Task statement: All lines of the entries with "approved" in them must be listed.

Material to process:
PR #1031, opened 2026-08-13
feat: add terraform version tagging workflow

f-atwi:
Applicable spec: [CC008](https://docs.google.com/document/d/1k1psLCfcf0Nr5KeVtWGFi9wmzhcg5AP9GVZTsRyVQSQ/edit?usp=sharing)

### Overview

Adds a reusable workflow (`terraform_modules_release.yaml`) that automatically computes and pushes a semver tag whenever Terraform module changes are merged to a caller's main branch (in compiance with CC008).

Versioning scheme: `<prefix>-<major>.<minor>.0`
- Major is read from a file in the caller's repo (default: `terraform/MAJOR_VERSION`)
- Minor is auto-incremented from the highest existing tag for that major
- Patch is always `0` 

### Rationale

Terraform modules need versioned releases so consumers can pin to a stable ref. This automates that process in the same reusable-workflow pattern already used for charm publishing and testing, avoiding per-repo maintenance.

### Workflow Changes

`terraform_modules_tag.yaml` — new reusable workflow:
- Two overridable inputs: `tag-prefix` (default: `tf`) and `major-version-file` (default: `terraform/MAJOR_VERSION`)
- Concurrency group with `cancel-in-progress: false` prevents two runs from computing the same next minor; the in-progress run always completes before a queued run starts

### Usage

Callers add to their repo:

```yaml
on:
  push:
    branches: [main]
    paths: ['terraform/**']

jobs:
  tag:
    uses: canonical/operator-workflows/.github/workflows/terraform_modules_release.yaml@main
    with:                                        # optional: override  defaults
      tag-prefix: tf 
      major-version-file: terraform/MAJOR_VERSION
```

### Checklist

- [ ] The [contributing guide](https://github.com/canonical/platform-engineering-contributing-guide) was applied

### DIFF
--- a/.github/workflows/terraform_modules_release.yaml
+++ b/.github/workflows/terraform_modules_release.yaml
@@ -65,7 +65,7 @@ jobs:
 
           tag="${TAG_PREFIX}-${major}.${new_minor}.0"
           if git rev-parse -q --verify "refs/tags/${tag}" >/dev/null; then
-            echo "${tag} unexpectedly already exists; refusing to overwrite." >&2
+            echo "::warning:: ${tag} unexpectedly already exists; refusing to overwrite." >&2
             exit 1
           fi
 
--- a/.github/workflows/terraform_modules_release.yaml
+++ b/.github/workflows/terraform_modules_release.yaml
@@ -1,7 +1,8 @@
 # Copyright 2026 Canonical Ltd.
 # See LICENSE file for licensing details.
 
-name: Terraform Modules Tag
+name: Terraform Modules Release
+
 on:
   workflow_call:
     inputs:
--- a/.github/workflows/terraform_modules_release.yaml
+++ b/.github/workflows/terraform_modules_release.yaml
@@ -70,5 +70,5 @@ jobs:
           fi
 
           echo "Creating ${tag}"
-          git tag "${tag}"
-          git push origin "${tag}"
+          git tag -- "${tag}"
+          git push origin -- "${tag}"
--- a/.github/workflows/terraform_modules_release.yaml
+++ b/.github/workflows/terraform_modules_release.yaml
@@ -8,8 +8,8 @@ on:
     inputs:
       tag-prefix:
         type: string
-        description: Prefix used for the version tag.
-        default: tf
+        description: "Tag prefix including separator; resulting format is <prefix><major>.<minor>.0"
+        default: tf-
       major-version-file:
         type: string
         description: Path to the file containing the major version number.
@@ -24,7 +24,7 @@ concurrency:
   cancel-in-progress: false
 
 env:
-  TAG_PREFIX: ${{ inputs.tag-prefix || 'tf' }}
+  TAG_PREFIX: ${{ inputs.tag-prefix || 'tf-' }}
   MAJOR_VERSION_FILE: ${{ inputs.major-version-file || 'terraform/MAJOR_VERSION' }}
 
 jobs:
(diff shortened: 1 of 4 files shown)


.github/workflows/terraform_modules_release.yaml
```diff
@@ -0,0 +1,74 @@
...
+permissions:
+  contents: read
+
+# Serialize tag creation so concurrent pushes don't compute the same minor.
+concurrency:
+  group: tag-terraform-module
+  cancel-in-progress: false
+
+env:
+  TAG_PREFIX: ${{ inputs.tag-prefix || 'tf' }}
```
yanksyoon: Should the default tag prefix be `tf-`?

alithethird (approved):

.github/workflows/terraform_modules_release.yaml
```diff
@@ -0,0 +1,74 @@
...
+        with:
+          fetch-depth: 0
+
+      - name: Compute and push the next Terraform module tag
+        run: |
+          set -euo pipefail
+
+          # MAJOR_VERSION holds only the major version. Minor is auto-bumped
+          # on every change under terraform/; patch is always 0.
+          major="$(grep -oE '^[0-9]+' "${MAJOR_VERSION_FILE}" | head -1)"
```
yanksyoon, line 46: Is this our new team standard? It seems that it may start failing workflows on repositories with no terraform major version file set.

.github/workflows/terraform_modules_release.yaml
```diff
@@ -0,0 +1,74 @@
...
+
+          tag="${TAG_PREFIX}-${major}.${new_minor}.0"
+          if git rev-parse -q --verify "refs/tags/${tag}" >/dev/null; then
+            echo "${tag} unexpectedly already exists; refusing to overwrite." >&2
+            exit 1
+          fi
+
+          echo "Creating ${tag}"
+          git tag -- "${tag}"
+          git push origin -- "${tag}"
```
yanksyoon, line 74: Would this require any additional permissions? Would it help for the workflow to explicitly define what permissions it needs?

.github/workflows/terraform_modules_release.yaml
```diff
@@ -0,0 +1,74 @@
...
+
+          if [ -z "${latest_minor}" ]; then
+            new_minor=0
+          else
+            new_minor=$((latest_minor + 1))
+          fi
+
+          tag="${TAG_PREFIX}-${major}.${new_minor}.0"
+          if git rev-parse -q --verify "refs/tags/${tag}" >/dev/null; then
+            echo "${tag} unexpectedly already exists; refusing to overwrite." >&2
```
yanksyoon:
```suggestion
            echo "::warning:: ${tag} unexpectedly already exists; refusing to overwrite." >&2
```
Nit: Pretty formatting echos might make debugging easier!
Ref: https://docs.github.com/en/actions/reference/workflows-and-actions/workflow-commands

yanksyoon (approved):
Minor nits, thanks @f-atwi !

seb4stien:
Can you please describe the workflow in README.md?

.github/workflows/terraform_modules_release.yaml
f-atwi: the `-` is added automatically making the format <prefix>-X.Y.Z
however, I think the logic should be changed so that the `-` must be explicitly added in here which would allow us to omit it if we ever decide on a different tag format
will change it

.github/workflows/terraform_modules_release.yaml
f-atwi: Yes. In compliance with CC008 spec, we need to be adding tags for terraform module releases.
The decision as discussing in an EMEA design meeting is to keep patch version at 0, only incrementing the minor, and have a way to identify what version is the major.

Though this means we need to add a major version file on all repos, at least we do not have to do any manual changes for versioning when modifiying the terraform files (unless we need to change the major version :) )

If you have any counter proposals of how to do this that would be great. Best to discuss now before starting to use this everywhere

.github/workflows/terraform_modules_release.yaml
f-atwi: Unless I misunderstood you, this workflow already mentions `permissions: contents: write` which is what we need here. All workflows using this file would inherit the permissions (or use `permissions: inherit` explicitly)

Answer area:
alithethird (approved):
yanksyoon (approved):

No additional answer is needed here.